The Buyer is aware and agrees that the delivery deadline primarily depends on logistics and distribution (including, but not limited to, the mint, the importer, the Ministry of Trade, customs, transport, and freight forwarders), and not solely on the Seller, and that, for justified reasons, the deadline may be either longer or shorter than initially indicated.
The Seller is obliged, upon the Buyer’s request, to provide information regarding the expected delivery deadline of the contracted goods.
The Seller has the right to request that the Buyer or the authorized person sign a delivery note at the moment of collection. The Buyer, or the person collecting the goods, is obliged to sign the delivery note upon receipt of the goods if the Seller so requires.
ARTICLE 10. Delivery deadline
The delivery deadline is 60 (sixty) calendar days from the date of order, although typical delivery is usually within 2 weeks.
ARTICLE 11. In the event of a dispute, the competent court shall be the court in Novi Sad
If this Contract is concluded on the Seller’s premises, it is made in two (2) identical originals, one of which is kept by the Seller and one by the Buyer.
If the Contract is concluded at a distance, the Buyer confirms, by making payment, that they have read, understood, and agreed to the contents of this Contract.
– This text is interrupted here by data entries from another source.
PR #2859, opened 2024-10-08
LESQ-1106: fix for broken canonical share pages

k-huggs:
## Description

Music year: 1963

- passes down lesson pathways to share button, in the even there's no programme slug, finds the first available slug to navigate to share page

#### N.B. Fixes to the canonical pages are probably required in a few areas

New ticket created to make a canonical share page - https://www.notion.so/oaknationalacademy/I-want-a-canonical-Share-page-11a26cc4e1b1801999f8e891ce8000ff

## Issue(s)

Fixes #LESQ-1106

## How to test

1. Go to https://deploy-preview-2859--oak-web-application.netlify.thenational.academy
2. Navigate to any canonical pages (including KS4 Maths and Science), share button should link to a share page

## Screenshots

https://github.com/user-attachments/assets/b73643ef-196b-4440-b6bf-ad18ac25b6a5

## Checklist

- [ ] Design sign-off


src/components/TeacherComponents/helpers/lessonHelpers/lesson.helpers.ts
```diff
@@ -52,6 +52,10 @@ export const getCommonPathway = (
           acc[key] = null;
```
njblore, line 52: > /**
 * Returns the intersection different pathways.
 * Where a property is different, the value is set to null.
 */
 seems like this is working 'as intended', but the ks4 subjects differ on so many PFs they're getting reset to null more often than not...has this just always been a bug? 👀  we really need a default rather than a null wherever this is being used to generate the share page?

k-huggs: Yeah I'm thinking this could have been a previous bug, it seems to mainly be affected by tiers as ks4 English and History both have examboards. This function returns out the common props, the programmeSlug is passed to the share button which is used to navigate to the share page

k-huggs:
[Ticket created](https://www.notion.so/oaknationalacademy/I-want-a-canonical-Share-page-11a26cc4e1b1801999f8e891ce8000ff) to fix this

rightsaidjames (approved):
Looks good. One question though - as a result of this change, canonical lesson pages have their own share pages. Previously, users were being redirected to the share page for an equivalent non-canonical lesson. I assume this behaviour is not an issue?

Also, does this clash with #2880 @njblore ?

k-huggs:
> Looks good. One question though - as a result of this change, canonical lesson pages have their own share pages. Previously, users were being redirected to the share page for an equivalent non-canonical lesson. I assume this behaviour is not an issue?
> 
> Also, does this clash with #2880 @njblore ?

Sorry meant to close this PR. We're going to continue with Tash' work as it's a better overall fix, rather than just a stop gap!

PR #2864, opened 2024-10-09
Remove order hack, now cooking and nutrition data has been fixed

orangemug:
## Description
Previously cooking and nutrition was missing the `order` field. That has now been resolved upstream.

## Issue(s)
Fixes `CUR-924`

## How to test
Enable cycle 2 and check opening any of the sequences doesn't "error out" with errors regarding missing order field.


sonalisin (approved):

rightsaidjames (approved):
Looks good - the page does not error, and the units in each year are now consistent with the CAT.

PR #2866, opened 2024-10-09
LESQ-1084: Registration tracking

carlmw:
## Description

Music year: {owa_music_year}

- List of changes

## Issue(s)

Fixes #

## How to test

1. Go to {owa_deployment_url}
2. Click on \_\_\_\_\_\_

## Screenshots

{screenshots}

How it should now look:
{screenshots}

## Checklist

- [ ] Design sign-off


src/hooks/useTrackRegistration.ts
```diff
@@ -0,0 +1,89 @@
...
+export function useTrackRegistration() {
+  const { track } = useAnalytics();
+  const { user } = useFeatureFlaggedClerk().useUser();
+  const lastUserRef = useRef(user);
+
+  // Would prefer that this were dealt with in an event driven manner.
+  // However Clerk only offer webhooks for this which would be a lot of
+  // infrastructure work and require orchestration to tie the event back to
+  // the correct person in analytics. If we do decide to invest time in Clerk
+  // webhooks later this would be a great candidate to be lift off the client
```
carlmw, line 21: mybest

src/components/TeacherComponents/OnboardingForm/onboardingActions/getSubscriptionStatus.ts
```diff
@@ -0,0 +1,33 @@
+import OakError from "@/errors/OakError";
```
carlmw, line 1: No code changes, just extracted this from onboardingActions.ts

src/components/TeacherComponents/OnboardingForm/onboardingActions/onboardUser.ts
```diff
@@ -0,0 +1,47 @@
+import errorReporter from "@/common-lib/error-reporter";
```
carlmw, line 1: No code changes, just extracted this from onboardingActions.ts

src/components/TeacherComponents/OnboardingForm/onboardingActions/setOnboardingLocalStorage.ts
```diff
@@ -0,0 +1,45 @@
+import useLocalStorageForDownloads from "../../hooks/downloadAndShareHooks/useLocalStorageForDownloads";
```
carlmw, line 1: No code changes, just extracted this from onboardingActions.ts

src/components/TeacherComponents/OnboardingForm/onboardingActions/submitOnboardingHubspotData.ts
```diff
@@ -0,0 +1,64 @@
+import { OnboardingFormProps } from "../OnboardingForm.schema";
```
carlmw, line 1: No code changes, just extracted this from onboardingActions.ts

src/components/TeacherComponents/OnboardingForm/getQueryParamsFromOnboardingFormData.ts
```diff
@@ -1,34 +0,0 @@
-import { ParsedUrlQuery, encode } from "querystring";
-
-import {
-  ManualSchoolFormValues,
-  SchoolSelectFormProps,
-  UkSchoolFormValues,
-} from "./OnboardingForm.schema";
-
-export const getQueryParamsFromOnboardingFormData = (
```
carlmw, line 9: This was sort of doing what I needed to allow tracking of the accumulated form state through the onboarding flow. 

I've refactored it into `encodeOnboardingDataQueryParam` and `decodeOnboardingDataQueryParam` which collects the form state in base64 JSON making it easy to deserialise back into `OnboardingFormProps`

src/browser-lib/avo/getAvoBridge.ts
```diff
@@ -50,8 +50,21 @@ const getAvoBridge = ({ posthog }: AnalyticsServices) => {
...
+  const identify: CustomDestination["identify"] = (userId) => {
+    posthog.identify(userId, {});
+  };
+
+  const setUserProperties: CustomDestination["setUserProperties"] = (
+    userId,
+    properties,
+  ) => {
+    posthog.identify(userId, properties);
+  };
```
carlmw, line 62: This appears to be the first time that we're setting user properties through Avo and this wasn't supported by the existing analytics setup. Defining these functions ensures that the new methods route analytics calls to the correct place.

src/components/TeacherComponents/OnboardingForm/onboardingActions/collectOnboardingTrackingProps.ts
```diff
@@ -0,0 +1,124 @@
...
+} from "@/browser-lib/avo/Avo";
+
+/* Reported for manually entered schools or as a fallback when the URN cannot be extracted
+from the school picker data */
+const DUMMY_URN = "000000";
+
+/**
+ * Produces onboarding tracking properties from the user and onboarding form
+ */
+export function collectOnboardingTrackingProps(
```
carlmw, line 23: Why must tracking require so much code be delivered to the client?!

desmondwat

src/components/AppComponents/App/AppHooks.tsx
```diff
@@ -38,6 +39,7 @@ const useAppHooks = () => {
       !router.pathname.startsWith("/videos"), // Disable Gleap for standalone video pages
   });
   useAxe({ enabled: getBrowserConfig("axeA11yLogging") === "on" });
+  useTrackRegistration();
```
carlmw, line 42: Registering the hook to detect sign-ins, sign-ups and sign-outs

src/components/TeacherComponents/OnboardingForm/onboardingActions/collectOnboardingTrackingProps.ts
```diff
@@ -0,0 +1,143 @@
...
+
+/**
+ * Pulls the URN/IRN from the school picker output
+ *
+ * English and Welsh URNs are 6 digits
+ * NI IRNs include a hypen `999-9999`
+ * Scottish URNs are 7 digits
+ */
+function extractUrn(school: string) {
+  return /^\d{7}|^\d{6}|^\d{3}-\d{4}/.exec(school)?.at(0);
```
njblore, line 142: ❗this has just made me realise there's a bug in the current school picker since adding NI schools! We get the URN by splitting at the hyphen... 🙃

src/browser-lib/avo/getAvoBridge.ts
njblore: I'm not 100% but it looks like the `withQueue` method that posthog is used with implements the identify method?

carlmw: That's what this eventually calls 🤣 took me a while to burrow through the abstractions to grok.

Screenshot 2024-10-11 at 09 58 21

`getAvoBridge` returns an interface that Avo's codegen expects. All it does is call methods on the posthog abstraction you mentioned. Without these wrappers in the bridge it was blowing up in the codegen.

src/components/TeacherComponents/OnboardingForm/onboardingActions/collectOnboardingTrackingProps.ts
carlmw: Always happy to cause issues

src/browser-lib/avo/getAvoBridge.ts
njblore: Ohhh... yeah I was sure i'd seen identify somewhere but couldn't parse what was going on at all on inspection 😂 fair enough!

njblore (approved):

src/components/TeacherComponents/OnboardingForm/onboardingActions/collectOnboardingTrackingProps.ts
ewan-wakeman: For my understanding is this an Avo issue or something separate. I'm building up a bit of an "evaluation" of how useful Avo is as a middle-man for handling Posthog events.

src/components/TeacherComponents/OnboardingForm/onboardingActions/collectOnboardingTrackingProps.ts
ewan-wakeman: To add to this. Do you know if we have LEA/Estab (for English/Welsh schools) as a possible field in the Aircury data. I think the reason for the oddness here is that NI/Scottish IDs are actually just representations of a `/\d{3}\d{4}/` code where the first three digits point to a local authority and the latter four point to an Establishment. This ID is typically a lot more stable than URN (which changes whenever schools convert to academy amongst other things). I wonder if would be good long term to only track URN for English Schools and to grab the 7 digit LEA/Estab code for all schools across the UK.

carlmw: @ewan-wakeman AIrcury get their data for English schools from GIS [which does appear to offer the LAESTAB](https://get-information-schools.service.gov.uk/Establishments/Search?SelectedTab=Establishments&SearchType=Location&SearchType=Location&LocationSearchModel.Text=London%2c+London&LocationSearchModel.AutoSuggestValue=51.50014877319336%2c+-0.12624000012874603&OpenOnly=true&b=1&b=4), but Aircury don't currently include it in their API responses.

E.g. this is what we currently get.
```json
{"urn":"100000","la":"City of London","name":"The Aldgate School","postcode":"EC3A 5DE","fullInfo":"100000, City of London, The Aldgate School, EC3A 5DE","status":"Open"}
``` 

It would likely be a chargeable piece of work for it to be added so that we can access it.

ewan-wakeman: Ok cool, it's not urgent at all, just might be one to consider longer term I suppose, seeing as how this seems to align more neatly with Scotland and NI. In the meantime we can deal with this nuance further down in the pipeline and just accept some slight more tricky regex for now.

carlmw:
@njblore re-requesting a review for the latest 2 commits. I was testing sign-ups on the deploy preview (now that I can) and noticed a bug where I was getting thrown out of the feature flag after sign-up. Because we use `distinct_id` to enable the FF we can't identify a user with any other id for now. Once we remove the feature flag we should be good to identify the user with whichever id we want (if we want).

src/browser-lib/posthog/posthog.ts
```diff
@@ -22,22 +22,27 @@ export const posthogToAnalyticsServiceWithoutQueue = (
...
+            }
+
+            resolve(client.get_distinct_id());
+          },
+          disable_session_recording: true,
+          capture_pageview: false,
+        });
+      } else {
+        resolve(client.get_distinct_id());
+      }
```
carlmw, line 45: Super subtle bug, but this promise would never resolve if Posthog had already been initialised. This happens in OWA currently because `AnalyticsProvider` is unmounted repeatedly on page load (not great).

This meant that `useAnalytics().posthogDistinctId` would always be `null`

src/components/TeacherComponents/OnboardingForm/onboardingActions/collectOnboardingTrackingProps.ts
```diff
@@ -0,0 +1,144 @@
...
+    .slice(0, 10);
+
+  return {
+    platform: "owa",
+    product: "user account management",
+    engagementIntent: "explore",
+    componentType: "continue_button",
+    eventVersion: "2.0.0",
+    analyticsUseCase: "Teacher",
+    userId_: distinctUserId,
```
carlmw, line 42: Continue to identify the user with their posthog id. Failing to do this causes users to be thrown out of the `use-auth-owa` feature flag at the start of onboarding.

njblore (approved):

jack-skerrett-oak (changes requested):
Largely it seems OK, some little things I noticed that could possibly be tidied? 

- [ ]  There is a mismatch in the event version. On the Avo event it is listed as 2.1.0, in posthog it comes through as 2.0.0 (though only a couple of the events have the event version written in avo (sign up, onboarding complete)
- [ ]  Do we still live in a world where “User onboarding progressed” is needed? I don’t think the event is fired, instead we are “Set”ting user properties (one for the avo side more than anything)
- [ ]  There are two “Set” events sent whenever one should be triggered. I’m not sure if both are essential, just seems wasteful
- [ ]  The “User Onboarding Completed” has a property “component_type” that is set to “continue_button” when going through the “Yes” journey whether you select the “Continue” button or the “Skip” button
- [ ]  On the “No” journey, the “User role type” is initially set to “Non-teacher”, this is then updated based on information in the following form, is there any value in updating it when the user selects no at on the “Do you work in a school” question?

carlmw:
> Largely it seems OK, some little things I noticed that could possibly be tidied?
> 
> * [ ]   There is a mismatch in the event version. On the Avo event it is listed as 2.1.0, in posthog it comes through as 2.0.0 (though only a couple of the events have the event version written in avo (sign up, onboarding complete)
> * [ ]   Do we still live in a world where “User onboarding progressed” is needed? I don’t think the event is fired, instead we are “Set”ting user properties (one for the avo side more than anything)
> * [ ]   There are two “Set” events sent whenever one should be triggered. I’m not sure if both are essential, just seems wasteful
> * [ ]   The “User Onboarding Completed” has a property “component_type” that is set to “continue_button” when going through the “Yes” journey whether you select the “Continue” button or the “Skip” button
> * [ ]   On the “No” journey, the “User role type” is initially set to “Non-teacher”, this is then updated based on information in the following form, is there any value in updating it when the user selects no at on the “Do you work in a school” question?

@jack-skerrett-oak 

> There is a mismatch in the event version
This appears to have been a bug in the description. Version 2.1.0 isn't currently an accepted value in the Avo codegen. I've change the description to read "2.0.0" which is all i'm allowed to send.

> Do we still live in a world where “User onboarding progressed” is needed? 
Yes it is needed. Something that isn't obvious about Avo is that Avo events do not map directly to destination (I.e. Posthog) events. They're a different concept. Instead Avo events perform one or more "actions" — up until now that appears to have been entirely the "Log event" action. I found this helpful https://www.avo.app/docs/data-design/avo-tracking-plan/events#actions

> There are two “Set” events sent
Yep, this was down to the fact that two "actions" were registered for the "User Onboarding Completed" and "User Onboarding Progressed" events. One was an "identify" (which can also set user props at the same time) and the other a regular "set user properties". The "identify" was redundant so i've removed it.

> The “User Onboarding Completed” has a property “component_type”
i've gone to great lengths to make this happen 😭. I've added a "skip_button" component type to Avo and started sniffing out which button the user clicked to trigger the submit. 

> On the “No” journey, the “User role type” is initially set to “Non-teacher”
Yes this is very deliberate. The "Non-teacher" value lets us detect when a user drops out of onboarding on the "role" selection form. The intent here is that this generic role is refined by the choice made on the role selection form. It also tells us when they completed that step. Our alternative was to add a single use user prop or log an event to tell use when a user had answered No on the first step.

jack-skerrett-oak (approved):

The Consumer has the right to resolve a consumer dispute out of court, in accordance with the Law on Consumer Protection. The Consumer acquires the right to out-of-court dispute resolution only if they have previously submitted a complaint or objection to the Seller. The Seller is obliged to participate in the out-of-court dispute resolution procedure if the Consumer wishes to resolve the consumer dispute out of court.
Out-of-court resolution of a consumer dispute, in accordance with the Law on Consumer Protection, may last up to 90 days from the date the proposal for such resolution is submitted.
The Consumer may withdraw from further participation in the out-of-court settlement procedure at any time prior to the conclusion of the procedure.